I understand completely, and have already accepted that the bike will never be as pristine as the photos I've posted because I'm going to use it as intended. However, I'm notoriously heavy-handed and rough on things, and seem prone to taking unnecessary risks-just look at the photo on the gravel pile, where my pedal and top of the crank arm are stuffed into sharp, freshly-crushed stone. I'd like to say I placed it there gingerly, but I'd be lying, and behind it is a 40 foot drop-a stiff breeze and down it goes. The paint is super-brittle, my one ride resulted in a few decent chips on the down tube. For once I'm making an effort to prevent some of the things that make me hate myself-I may have gone a little too far with the tape idea..... point taken. :thumbsup:

Would it help if I told you I fearlessly lay my Ritchey down untethered in the back of my pickup and then drive down dirt roads like a maniac?



Rumpfy said:


> This is exactly the kind of bikes and posters this forum is greatly in need of.
> 
> So much awesome! Great bike, great story, great progression, great pics!
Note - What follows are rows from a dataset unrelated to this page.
PR #106, opened 2019-04-30
Multi-shape mask and matte translation

eliezerpMS:
This change adds the translation logic for supporting masks with multiple shapes and mattes. Both of these use the VisualSurface. The single shape mask case that used GeometryClip has been removed.


source/Lottie/Instantiator.cs
```diff
@@ -879,26 +879,23 @@ Wc.CompositionEffectBrush GetCompositionEffectBrush(Wd.CompositionEffectBrush ob
                 return result;
             }
 
+            var compositeEffect = new Mgce.CompositeEffect();
```
eliezerpMS: I put this back to no longer have the switch statements. The issues was that we need to call CreateEffectFactory after populating the compositeEffect. I would be ok with making this function have 2 switch statements instead. One for before the CreateEffectFactory for the composite effect initialization and one for the compositeEffectBrush initialization

source/LottieToWinComp/LottieToWinCompTranslator.cs
```diff
@@ -268,121 +334,226 @@ IEnumerable<Visual> VisualsAndShapesToVisuals(TranslationContext context, IEnume
...
+        {
+            Mask.MaskMode maskMode = Mask.MaskMode.None;
 
-                // Add a mask as a clip path if it can support the mask properties
-                if (!mask.Inverted &&
-                    mask.Opacity.InitialValue == 100 &&
-                    !mask.Opacity.IsAnimated &&
-                    mask.Mode == Mask.MaskMode.Additive &&
-                    layer.Masks.Length == 1)
+#if AllowVisualSurface
```
eliezerpMS: Forgot that we by default assumed that we would run on an OS that supports geometric clip and so the "masks are not supported" issue is not used. I will put this back in here in the event "layer.Masks.Any()" and we do not allow for VisualSurface

plaiMS:
> # Lottie-Windows Warning LT0030

Did you pull from Master? I added LT0030 2 weeks ago. 

---
Refers to: source/Issues/LT0030.md:9 in ab660f0. [](commit_id = ab660f07a81b4e686728977ce90a206047e4e629, deletion_comment = False)

source/LottieToWinComp/LottieToWinCompTranslator.cs
```diff
@@ -3431,6 +3583,21 @@ ExpressionAnimation CreateExpressionAnimation(Expr expression)
...
 
+        CompositionVisualSurface CreateVisualSurface()
+        {
+            return _c.CreateVisualSurface();
+        }
+
+        CompositionSurfaceBrush CreateSurfaceBrush(ICompositionSurface surface)
+        {
+            return _c.CreateSurfaceBrush(surface);
+        }
```
plaiMS: This was added and now in master.

source/Lottie/Instantiator.cs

Thanks! Beware, though-I'm just as likely to post a thread about the '94 Barracuda A2C (in all original condition) that I just passed along to a friend for his birthday. I'd make up for it with my Marinoni Moose though... gotta get that built. Double roller cams!


----------



## Rumpfy (Dec 21, 2003)

Shogun700 said:


> Double roller cams!


What kind of roller cams?


----------



## yo-Nate-y (Mar 5, 2009)

Rumpfy said:


> What kind of roller cams?


double!


----------



## Shogun700 (Jun 15, 2009)

Rumpfy said:


> What kind of roller cams?


1st generation Suntour with the captured rollers. It's a little strange, the bosses on the fork are really wide, I'm trying to figure out what plate (I have a couple wide ones) and springs to use, I have lots of parts to pick from and am puzzled by the different springs and their intended application. Maybe it will be self-explanatory when I really try to put it together.


----------



## muddybuddy (Jan 31, 2007)

Rumpfy said:


> We're doin' an all CCR ride right?


Credence Clearwater Revival?

Hey, where'd the post counts go?


----------



## girlonbike (Apr 24, 2008)

muddybuddy said:


> Credence Clearwater Revival?
> 
> Hey, where'd the post counts go?


post counts? what is this rep power and why does Rumpfy have 22?


----------



## chefmiguel (Dec 22, 2007)

flat out beautiful. Nice work on bringing it back to period correctness.


----------



## Shogun700 (Jun 15, 2009)

I've added some parts-finally found a wheelset:










I swapped out the M900 levers and calipers for Avids:

















I also found a nice M910 seat post, and put the UmmaGummas on, the gray looks better to my eye:










I've not put as many miles on this as I'd hoped (so far), the rear wheel I had on there is way out of dish and I didn't like riding it that way. It's much better now, I hope to have more pics of the freshened build up soon.


----------



## jeff (Jan 13, 2004)

That really is a beautiful bike. Too bad Santana didn't stay in the single game.


----------



## stan lee (Mar 5, 2006)

WOW- that is a cool bike and a great story! The parts you have on it now look better than the XTR it showed up with.


----------



## yo-Nate-y (Mar 5, 2009)

I really dig the M900 too. The saddle/grips, meh. Black'd look better I think. But jeez, beautiful bike!


----------



## santanablue (Sep 29, 2011)

hi new to the forums...actually new to riding too. A few years ago a good friend of mine gave me a MTB. I didnt think much of it at that time...its actually been sitting out on the patio with 3 other "mass produced" bikes we have. Im glad we had them all stored under a cover.
I've started researching this bike online (which led me to your post) and have found very limited info on these bikes other than the fillet brazed frames, shimano/campy components and the limited production. I was amazed to see the price tag of $1900 back in the day.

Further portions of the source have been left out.